═══ Dataset content

PR #761, opened 2022-03-01
Changed code to handle null value for releasing priority

Kretiss:


Kretiss:
@zbeacon Hi,

When do you plan to release new version?

PR #788, opened 2022-03-25
Added Grpc Socket Connector

samson0v:


thingsboard_gateway/gateway/tb_gateway_service.py
```diff
@@ -44,6 +47,7 @@
 try:
     from thingsboard_gateway.gateway.grpc_service.grpc_connector import GrpcConnector
     from thingsboard_gateway.gateway.grpc_service.tb_grpc_manager import TBGRPCServerManager
+
     GRPC_LOADED = True
```
imbeacon, line 51: Please make sure that the gateway will work even without installed GRPC (On some platforms like OpenWRT - GRPC is not supported).

PR #815, opened 2022-04-26
fix SimpleQueue not found with python < 3.7

ninhnn2:


samson0v:
Hi @ninhnn2, you can see from setup.py that we don't support the version of python < 3.7.
Also, official support was ended for python 3.6.

imbeacon:
Hi @ninhnn2 ,

Thank you for participating in the project life, but as told @samson0v, the basic version of the python, required by the gateway is at least 3.7. So these changes for queues are not required. By the way, queues used not only in the general service, they also used in some connectors like request connector, and these changes may produce some additional bugs and errors.

PR #20, opened 2026-03-25
feat: add send, chats, history CLI commands for agent messaging

yuezengwu:
## Summary

- Add `agent-hub send <target> [message]` — send messages to agents (by first-tree member name) or existing chats, with format/metadata/stdin-pipe/cross-chat-reply support
- Add `agent-hub chats` — list chats the current agent participates in, with cursor pagination
- Add `agent-hub history <chatId>` — view message history in a chat, with cursor pagination and participant access control
- Add `listChats()` / `listMessages()` SDK methods with `PaginatedResult<T>` type
- Add `parseLimit()` shared CLI utility for consistent limit option validation
- Add unit tests (8 SDK tests) and integration tests (6 server flow tests)

No server changes needed — all three commands use existing API endpoints.

## Test plan

- [x] `pnpm check` — Biome lint + format clean
- [x] `pnpm --filter @agent-hub/client typecheck` — passes
- [x] `pnpm --filter @agent-hub/client test` — 30/30 tests pass
- [x] Manual verification against local server:
  - `register` returns correct identity for both agents
  - `send baixiaohang "..."` creates direct chat and delivers message
  - `send -f markdown -m '{"intent":"review"}' baixiaohang "..."` — format + metadata preserved
  - `echo "..." | send baixiaohang` — stdin pipe works
  - `send --chat <chatId> "..."` — reply in existing chat works
  - `chats` — both participants see the shared chat
  - `history <chatId>` — full conversation in time order, all fields present
  - `history --limit 2` + `--cursor` — pagination works correctly
  - Non-participant gets `403 Not a participant of this chat`
  - `pull --ack` — receiver gets all sent messages in inbox

### DIFF
--- a/packages/client/src/__tests__/sdk-messaging.test.ts
+++ b/packages/client/src/__tests__/sdk-messaging.test.ts
@@ -1,0 +1,126 @@
+import { afterEach, beforeEach, describe, expect, it, vi } from "vitest";
+import { AgentHubSDK, SdkError } from "../sdk.js";
+
+describe("AgentHubSDK messaging methods", () => {
+  let sdk: AgentHubSDK;
+  const mockFetch = vi.fn<typeof globalThis.fetch>();
+
+  beforeEach(() => {
+    sdk = new AgentHubSDK({ serverUrl: "http://localhost:8000", token: "aghub_test" });
+    vi.stubGlobal("fetch", mockFetch);
+  });
+
+  afterEach(() => {
+    vi.restoreAllMocks();
+  });
+
+  function mockJsonResponse(data: unknown, status = 200) {
+    mockFetch.mockResolvedValueOnce(new Response(JSON.stringify(data), { status }));
+  }
+
+  function mockErrorResponse(error: string, status: number) {
+    mockFetch.mockResolvedValueOnce(new Response(JSON.stringify({ error }), { status }));
+  }
+
+  describe("listChats", () => {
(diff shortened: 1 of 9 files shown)


baixiaohang (commented):
Static review against the latest local main.

I found three CLI-facing issues worth fixing before merge:

1. `--reply-to` is silently ignored on the direct-send path.
   The flag is exposed for all `send` invocations, but it is only forwarded in the `--chat` branch. The direct `sendToAgent` contract does not accept `inReplyTo`, so `agent-hub send <agentId> ... --reply-to <msgId>` will appear to succeed without actually creating a reply link. I would either reject `--reply-to` unless `--chat` is set, or extend the direct-send contract to support it.

2. `send` only accepts string content, so `--format card` is not actually usable for real card payloads.
   The command reads content only from argv/stdin and always sends a UTF-8 string. In the existing adapter path, `card` is only treated as an interactive card when `content` is an object; otherwise it falls back to plain text. That means the CLI currently advertises a format it cannot correctly produce. I would either narrow the advertised formats to `text/markdown` for now, or add a `--content-json` / file-input path.

3. `--metadata` validates JSON syntax but not JSON shape.
   Values like `null`, `[]`, or `"foo"` will pass the local parse and then fail server-side, because the send schemas require `metadata` to be an object. Validating that locally would make the CLI error much clearer.

PR #35, opened 2026-03-26
fix: skip managed agents in sync & hide tokens for human agents

baixiaohang:
## Summary
- **Fix managed agent suspension bug**: The GraphQL-based context tree sync (`syncFromGitHub`) was missing a check for `metadata.managed=true`, causing system agents like `github-adapter` to be incorrectly suspended. Added SQL filter `(metadata->>'managed')::boolean IS NOT TRUE`.
- **Remove legacy filesystem sync**: Deleted `agent-sync.ts`, `tree-reader.ts`, and related `MemberNode` schema — all sync now goes through the GraphQL path.
- **Hide tokens for human agents**: Human agents authenticate via IM adapter user mappings, not API tokens. The Tokens card and Create Token dialog are now hidden on human agent detail pages.

## Test plan
- [ ] Trigger a context tree sync and verify managed agents (e.g. `github-adapter`) are not suspended
- [ ] Verify non-managed agents not in the tree are still correctly suspended
- [ ] Open a human agent's detail page and confirm the Tokens section is hidden
- [ ] Open a non-human agent's detail page and confirm Tokens section still appears and works


baixiaohang:
@baixiaohang 请review代码并给出review建议，然后修复代码，并commit和push。完成后使用agent-hub给baixiaohang发消息通知下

══════

Copy only this part of the entries above: the line with "messages in inbox", the line with "expect, it, vi", and the lines between, all exactly as written.

Your response
  - `pull --ack` — receiver gets all sent messages in inbox

### DIFF
--- a/packages/client/src/__tests__/sdk-messaging.test.ts
+++ b/packages/client/src/__tests__/sdk-messaging.test.ts
@@ -1,0 +1,126 @@
+import { afterEach, beforeEach, describe, expect, it, vi } from "vitest";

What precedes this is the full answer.